Mitch studied her for a few brief seconds before speaking. “Nicole, I stayed out of it the first time around, but this time I am going to give you my opinion, whether you want it or not,” he paused for a second, looking out at his ranch before turning back to her. “Before you start anything, you need to figure out what
you
want and where Jason fits into that equation. I know you want to be happy and not to have any regrets when you look back at your life. But, honey, that’s part of life. We all have regrets. I know what your mother used to say to you about love and marriage, and how it was all a trap. But for some reason your mother was not a happy person and she refused to try to change that. Don’t let her continue to dictate your life from the grave,” Mitch stretched his arm out across the back of the swing, his foot starting the motion of the swing up again. “If that’s here and with Jason, then great. If it’s not, then tell me what you need my help with, and you know you’ve got it.”
“Mitch, right now, the only regret I have is staying away from this town for so long and listening to that voice in my head telling me to never trust someone who says they love you,” she answered him. “You know what a miserable childhood I had. I realize now that I have been running from it. Being back here, being able to remember some of the good things from my childhood instead of just mom’s anger and hatred, well, I’m beginning to let go of the past. I just wish...” She swallowed hard around a sudden lump in her throat. “I just wish Daddy were still here to answer some of my questions, you know? Like how did he ever fall in love with someone like her, or what changed her? And why did he do what he did?”

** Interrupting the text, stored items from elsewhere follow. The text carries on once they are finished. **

PR #1563, opened 2018-09-25
Feature/zenko 716 management process

jeremyds:
# Pull request template

### Motivation and context

### Related issues

current repository

### Sign your work

as soon as we can.


jeremyds:
@bert-e help

jeremyds:
@bert-e after_pull_request=1542

tests/functional/managementAgent/managementProcess.js
```diff
@@ -0,0 +1,368 @@
...
+             * request on the stats path. */
+            const url = URL.parse(process.env.CI_STAT_REPORT_URL);
+            const statServer = http.createServer((request, response) => {
+                if (request.url !== url.pathname) {
+                    response.writeHead(400, { 'Content-type': 'text/plan' });
+                    response.write('bad path');
+                    response.end();
+                    return;
+                }
+                response.writeHead(200, { 'Content-type': 'text/plan' });
```
jeremyds: plain

tests/functional/managementAgent/managementProcess.js
```diff
@@ -0,0 +1,368 @@
...
+                        firstMsgReceived = true;
+                        /* Send a new overlay to management process. */
+                        orbitSimulator.sendMessage(CONFIG_OVERLAY_MSG_TYPE,
+                                                   body);
+                        return;
+                    }
+
+                    /* Check we receive the second overlay. */
+                    assert.strictEqual(msg.payload.toString(), body);
+
```
jeremyds: ws.terminate

tests/functional/managementAgent/managementProcess.js
```diff
@@ -0,0 +1,368 @@
...
+               /* Ugly eventTarget internal fields hacking to avoid this web
+                * socket to answer to ping messages. It will make
+                * the management agent to close the connection after a timeout.
+                * Defining an onPing event does not help, this internal
+                * function is still called. */
+               ws._receiver._events.ping = function noop() {};
+           });
+       });
+
+    describe('with orbit simulator', () => {
```
jeremyds: not usefull anymore to have a describe specific to tests with orbit. It was done because I wanted to use before/after Each hooks but finally did not, so let's get an indentation level back.

jeremyds:
I deactivated file eve stage to test mine, I am facing ressource issue (CPU and then RAM) and before to handle this problem I want to make my stage and test suite run.
tl;drL DO NOT MERGE

lib/management/push.js
```diff
@@ -92,7 +89,9 @@ function startWSManagementClient(pushEndpoint, instanceId, token) {
     };
     const agent = createWSAgent(pushEndpoint, process.env, logger);
 
-    const url = `${pushEndpoint}/${instanceId}/ws`;
+    const url = process.env.CI_ORBIT_PUSH_ENDPOINT ||
```
rachedbenmustapha: Since the push endpoint is already configurable, this could follow the same pattern as for the API endpoint, instead of having a new CI-related env var.

lib/management/constants.js
```diff
@@ -0,0 +1,15 @@
+/* From RFC6455 which defines some reserved status code ranges, the range
+ * 4000-4999 are for private use. */
+const WS_STATUS_IDDLE = {
```
rachedbenmustapha: Typo: IDLE?

package.json
```diff
@@ -89,12 +89,13 @@
...
     "mem_backend": "S3BACKEND=mem node index.js",
     "perf": "mocha tests/performance/s3standard.js",
-    "start": "npm-run-all --parallel start_dmd start_s3server",
+    "start": "npm-run-all --parallel start_dmd start_management start_s3server",
     "start_mongo": "npm run cloudserver",
     "start_mdserver": "node mdserver.js",
     "start_dataserver": "node dataserver.js",
     "start_s3server": "node index.js",
     "start_dmd": "npm-run-all --parallel start_mdserver start_dataserver",
+    "start_management": "node managementAgent.js",
```
rachedbenmustapha, line 98: @ssalaues when this PR is merged (and a new docker image built) the cloudserver-manager pod will need to use this command line

rachedbenmustapha (changes requested):
One general comment that applies to the new env vars: they are all legitimate tunables so I don't think they need to have the `CI_` prefix. For consistency with `PUSH_ENDPOINT` that already exists I suggest the `PUSH_` prefix.

One question: is the agent able to work with `poll` mode as well? ie if it's configured to use `poll` instead of `push`, will it query a new overlay every minute and push the result to its connected cloudservers?

jeremyds:
@RachedBenMustapha:
> One question: is the agent able to work with poll mode as well? ie if it's configured to use poll instead of push, will it query a new overlay every minute and push the result to its connected cloudservers?

No. I did not handle the poll mode, I thought it was "unused" (the previous mode). I don't see a big work to make it works, I just need to call the agent listener callback.

rachedbenmustapha:
@jeremyds ok, if we switch off the agent-less management mode then the agent should pick up the duty of initiating poll mode (like startManagementListeners does).

It's not enabled by default and event discouraged, but it's still important to support as the kube deployment has configuration specific to this mode.

lib/management/constants.js
jeremyds: done

lib/management/push.js
jeremyds: Which endpoint are you speaking about? The one used here (line 93) is not configurable, it is hardocded to 'https://push.api.zenko.io/api/v1/instance' in lib/management/index.js
That being said I don't know if there is other use case than tests to change that, the PUSH endpoint is not supposed to change, is it?

rachedbenmustapha: There is a separate `PUSH_ENDPOINT` env var that is used and is configurable via the helm chart values.

It is different for dev, staging, production and laptop. It's even planned to have one per-customer for specific needs.

jeremyds:
@RachedBenMustapha: 

> For consistency with PUSH_ENDPOINT that already exists I suggest the PUSH_ prefix.

I don't get this one :S, which env variable are you speaking about? maybe ORBIT_PUSH_ENDPOINT or
 .MANAGEMENT_ENDPOINT?

rachedbenmustapha:
it's just called `PUSH_ENDPOINT` and is in `lib/management/index.js` (maybe it has disappeared in 8.1? if that's the case it needs to come back)

jeremyds:
> if we switch off the agent-less management mode then the agent should pick up the duty of initiating poll mode (like startManagementListeners does).

It's not enabled by default and event discouraged, but it's still important to support as the kube deployment has configuration specific to this mode.


The current code initailize the POLL management when the appropriate env variable is set. But in that case the new overlays received in poll mode don't trigger the agent listener callback and so, are not broadcasted to agent clients (however they are saved..... and patched). I did not handle at all the POLL mode

rachedbenmustapha:
Just verified about `PUSH_ENDPOINT`, this PR's commit "ft: ZENKO-716: management, use constant and env variables for tests" removed it, it needs to come back to keep compatibility and not upset the whole team who are using it 😆

lib/management/index.js
```diff
@@ -13,19 +13,16 @@ const { initManagementCredentials } = require('./credentials');
...
 
+const endpointPath = 'api/v1/instance';
 const managementEndpointRoot =
     process.env.MANAGEMENT_ENDPOINT ||
     'https://api.zenko.io';
-const managementEndpoint = `${managementEndpointRoot}/api/v1/instance`;
+const managementEndpoint = `${managementEndpointRoot}/${endpointPath}`;
 
-const pushEndpointRoot =
-    process.env.PUSH_ENDPOINT ||
```
jeremyds, line 26: @RachedBenMustapha here is the culprit

jeremyds: you we're faster to find it :(

jeremyds:
> Just verified about `PUSH_ENDPOINT`, this PR's commit "ft: ZENKO-716: management, use constant and env variables for tests" removed it, it needs to come back to keep compatibility and not upset the whole team who are using it

It is to be sure they update their working version 8-)

lib/management/push.js
```diff
@@ -86,13 +84,17 @@ function startWSManagementClient(pushEndpoint, instanceId, token) {
...
+    overlayMessageListener = newOverlayCallback;
+
     const socketsByChannelId = [];
     const headers = {
         'x-instance-authentication-token': token,
     };
     const agent = createWSAgent(pushEndpoint, process.env, logger);
 
-    const url = `${pushEndpoint}/${instanceId}/ws`;
+    const url = process.env.ORBIT_PUSH_ENDPOINT ||
```
rachedbenmustapha: The env var that already exists and is used by kube deployment is called `PUSH_ENDPOINT`

rachedbenmustapha (changes requested):

lib/management/push.js
jeremyds: Done

lib/management/index.js
```diff
@@ -13,19 +13,16 @@ const { initManagementCredentials } = require('./credentials');
...
 const initRemoteManagementRetryDelay = 10000;
 
+const endpointPath = 'api/v1/instance';
 const managementEndpointRoot =
     process.env.MANAGEMENT_ENDPOINT ||
     'https://api.zenko.io';
-const managementEndpoint = `${managementEndpointRoot}/api/v1/instance`;
+const managementEndpoint = `${managementEndpointRoot}/${endpointPath}`;
 
-const pushEndpointRoot =
```
rachedbenmustapha, line 25: I did not see this when reviewing just the last 2 commits: I meant to keep this here as `PUSH_ENDPOINT` instead of moving to a `ORBIT_PUSH_ENDPOINT` lookup in `startWSManagementClient` and hardcoding this one here.

So to be clear the code here should read:
```js
const pushEndpointRoot = process.env.PUSH_ENDPOINT || 'https://push.api.zenko.io';
const pushEndpoint = `${pushEndpointRoot}/api/v1/instance`;
```

lib/management/push.js
```diff
@@ -86,13 +84,17 @@ function startWSManagementClient(pushEndpoint, instanceId, token) {
...
+    overlayMessageListener = newOverlayCallback;
+
     const socketsByChannelId = [];
     const headers = {
         'x-instance-authentication-token': token,
     };
     const agent = createWSAgent(pushEndpoint, process.env, logger);
 
-    const url = `${pushEndpoint}/${instanceId}/ws`;
+    const url = process.env.PUSH_ENDPOINT ||
```
rachedbenmustapha: `${pushEndpoint}/${instanceId}/ws` should be used here as it has been correctly computed, and connecting the websocket client to `process.env.PUSH_ENDPOINT` directly will not work (it's missing paths).

rachedbenmustapha (dismissed):

lib/management/index.js
jeremyds: done

lib/management/push.js
jeremyds: done

lib/management/index.js
```diff
@@ -66,36 +57,39 @@ function startManagementListeners(instanceId, token) {
...
+                              envVarValue: initialID,
+                              metadataValue: instanceId,
+                          });
+                return callback(errors.InvalidParameterValue);
+            }
+            return cb(null, instanceId);
+        },
+        (instanceId, cb) => initManagementCredentials(instanceId, log, cb),
         (instanceId, token, cb) => {
             if (!isManagementAgentUsed()) {
```
jeremyds: should be removed, error while resolving conflict after rebasing on 8.1

nicolas2bert (approved):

Mitch curled his fingers around her shoulder and she laid her head on his shoulder and they sat there for a few silent minutes, the soft creaking sounds of the swing blending with the other night sounds.
“Mom might be able to answer some of those questions for you, you know. She’s made comments over the years about how much your mom changed, but whenever she realized I was around, she’d stop talking. But I think if you were the one to ask the questions, she’d talk to you.”
“I have asked a few questions. Maybe it’s time I asked a few more pointed ones,” Nicole agreed, thinking about her parents.
“So, what
are
you going to do about Jason?” Mitch asked after a few more seconds of silence had passed.
She stopped the swing and stood up. “I’m going to take it one day at a time and see where life leads me. I can’t change what I did before but I hope I’ve learned a few things since then, about life and myself,” she leaned over and kissed her cousin’s cheek. “I know you care, and I appreciate it. And thanks for listening.”
“Anytime, kiddo.” Mitch smiled up at her. “Hey, Carly asked me to tell you to stop in the den on your way inside. I think she wants to ‘chat’ with you about our friend Jason.” He gave the air quotes with a slight smirk. She laughed at him and headed inside to find her friend.
Carly was still in the den, but she had drifted off to sleep with her book on her lap, a finger tucked inside marking her page. Nicole reached down and eased the book out of her friend’s grasp. Carly woke up as she was tucking an afghan around her.
“Oh, I didn’t mean to fall asleep. Not having caffeine in the evenings is working,” Carly mumbled around a yawn. “How was your walk with Jason?”
“Fine.” Nicole sat down beside her friend, handing the book back to her, and gave her a knowing smile. “I’ll spill if you spill.” She offered.